When deriving, for example, the final result is (2+delta x ), and then delta x approaches 0, so 2+delta approaches 2. The final derivative is 2, so this 2 is Is it available?
If not, shouldn't the final result be infinitely close to 2 instead of 2?
If it is possible, does it mean that the function y=one part of x, when x approaches negative infinity, y approaches 0, and finally can also be taken to 0?
See Zhihu answer:
The limit may not necessarily be reached. For example, the sequence 0.9, 0.99, 0.999,..., the limit 1 cannot be obtained. Another example is the sequence 1,1,1,1,1,..., the limit 1 can be obtained.

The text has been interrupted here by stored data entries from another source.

PR #6827, opened 2018-10-10
builder/qemu add drive detect-zeroes option

skish:
Add disk_detect_zeroes to builder option, mapped to detect-zeroes option to -drive switch of qemu-system-xxx.
Problem: dynamic qcow2 (and probably others) disk image grow to maximum when guest perfrom cleanup by zeroing free space.
Solution: setting both disk_detect_zeroes(this new) and disk_discard qemu builder options to "unmap".


SwampDragons:
Thanks for this!

PR #6830, opened 2018-10-10
[WIP] Misc

jsoref:
Various minor fixes based on trying to use packer/its documentation.

There's no urgency, so I think we'll just let this branch accumulate commits for a bit. Feel free to ask me if I've given up / am unlikely to make additional commits for a bit, or to just merge at some point. These commits won't be particularly methodical. They should only be changes to documentation.

### DIFF
--- a/website/source/docs/builders/alicloud-ecs.html.md
+++ b/website/source/docs/builders/alicloud-ecs.html.md
@@ -18,7 +18,7 @@ customized images based on an existing base images.
 
 The following configuration options are available for building Alicloud images.
 In addition to the options listed here,
-a [communicator](/docs/templates/communicator.html) can be configured for this
+a [communicator](../templates/communicator.html) can be configured for this
 builder.
 
 ### Required:
@@ -77,9 +77,9 @@ builder.
     to the image.
 
     -   `disk_category` (string) - Category of the data disk. Optional values are:
-        -   cloud - general cloud disk
-        -   cloud\_efficiency - efficiency cloud disk
-        -   cloud\_ssd - cloud SSD
+        -   `cloud` - general cloud disk
+        -   `cloud_efficiency` - efficiency cloud disk
+        -   `cloud_ssd` - cloud SSD
 
         Default value: cloud.
 
@@ -98,9 +98,9 @@ builder.
         will appear on the console. It cannot begin with `http://` or `https://`.
 
     -   `disk_size` (number) - Size of the system disk, in GB, values range:
-        -   cloud - 5 ~ 2000
-        -   cloud\_efficiency - 20 ~ 2048
-        -   cloud\_ssd - 20 ~ 2048
+        -   `cloud` - 5 ~ 2000
+        -   `cloud_efficiency` - 20 ~ 2048
+        -   `cloud_ssd` - 20 ~ 2048
 
         The value should be equal to or greater than the size of the specific SnapshotId.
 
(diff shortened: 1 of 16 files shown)


boumenot:
Azure changes LGTM.

SwampDragons:
It's been a few days since you added to this branch -- ready for review + merge?

jsoref:
@SwampDragons sure. I've switched to actively trying to use packer today. I had some thoughts, but they belong elsewhere. (I've flushed a couple of additional commits that were sitting on this computer.)

SwampDragons:
Awesome -- if you have particular thoughts for actual enhancements, open an issue. 

Do you mind squashing so I'm not merging 37 tiny commits?

jsoref:
I'm happy to squash, but I will note that @azr merged commits from master into this branch - I'm not sure why.

-- Normally I'd rebase onto the top of master, but that commit which I don't own is just sort of sitting there.

jsoref:
Ok, I think I figured out the why. There was apparently some interesting merge conflict that @azr resolved for me.

Here's a squashed version.

I'm going to temporarily leave a split version at: https://github.com/jsoref/hashicorp-packer/pull/new/misc-commits (I personally find it easier to reason through individual commits).

website/source/docs/builders/amazon-ebs.html.md
```diff
@@ -40,18 +40,18 @@ segmented below into two categories: required and optional parameters. Within
 each category, the available configuration keys are alphabetized.
 
 In addition to the options listed here, a
-[communicator](/docs/templates/communicator.html) can be configured for this
+[communicator](../templates/communicator.html.md) can be configured for this
```
jsoref: Big warning: I'm not sure if the build toolchain you're using will tolerate the change I made to the md links...

Ideally it should, i.e., at build time it should convert this to `../templates/communicator.html`. If it doesn't, then you really don't want that part of this change. (And I should instead file a bug asking it to support that.)

SwampDragons: Yeah, our website doesn't currently support this change.

jsoref: Filed #6882.

Do you know if the generator at least supports `../` instread of `/docs` ?

I can just drop the change entirely and wait for the issue to be fixed, but at the very least, using relative paths gives a hint to everyone about where files are...

website/source/docs/builders/alicloud-ecs.html.md
```diff
@@ -18,7 +18,7 @@ customized images based on an existing base images.
 
 The following configuration options are available for building Alicloud images.
 In addition to the options listed here,
-a [communicator](/docs/templates/communicator.html) can be configured for this
+a [communicator](../templates/communicator.html) can be configured for this
```
jsoref: For reference, this is the result of https://github.com/jsoref/hashicorp-packer/commit/4f8abb816467c9ca0908df2d9f05a8e072800027

website/source/docs/builders/amazon-ebs.html.md
mwhooker: Unfortunately I'm less familiar with that aspect. I know we use middleman through this gem https://github.com/hashicorp/middleman-hashicorp which might have functionality to do that.

To clarify, if you can come up with a way to get middleman to generate correct html while fixing the links in our markdown, I'm also open to that idea (however the partials will still be a problem)

jsoref:
@SwampDragons : btw, there's a `fmt-docs` target https://github.com/hashicorp/packer/blob/9573013d3ab441017592f01fee1a468e87136942/Makefile#L89 which makes significant changes to a huge number of your files. Is there a process by which that target is run? (I really can't safely run that as part of my change requests, but it would be helpful to have it run before/after...)

SwampDragons:
@jsoref Heh. The fact that there are so many changes probably means it's not being used. I can look at  running it as a separate PR.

So the question "can" or "can't" is not accurate. In addition, it is no different from Newton's time now, and "limit" has become a strictly defined mathematical term, rather than a cloudy thing based on intuition. For example, the sequence 0.9, 0.99, 0.999,..., if you are a high school student who has never studied calculus and perceive the limit only by intuition, the following two statements seem to make sense and can be understood through "intuition": this sequence The limit of is infinitely close to 1. The limit of this sequence is 1. However, it only takes a little further thought to know that the second statement should be used. Because the word "infinitely close" in the first statement is really in the clouds, and such a definition of the limit is not conducive to in-depth research. Of course, it's fine if you think so. But whatever you think, the word "limit" is now defined, and we must use it as defined. It must be clear: 1. This sequence is infinitely close to 1, 2. The limit of this sequence is 1.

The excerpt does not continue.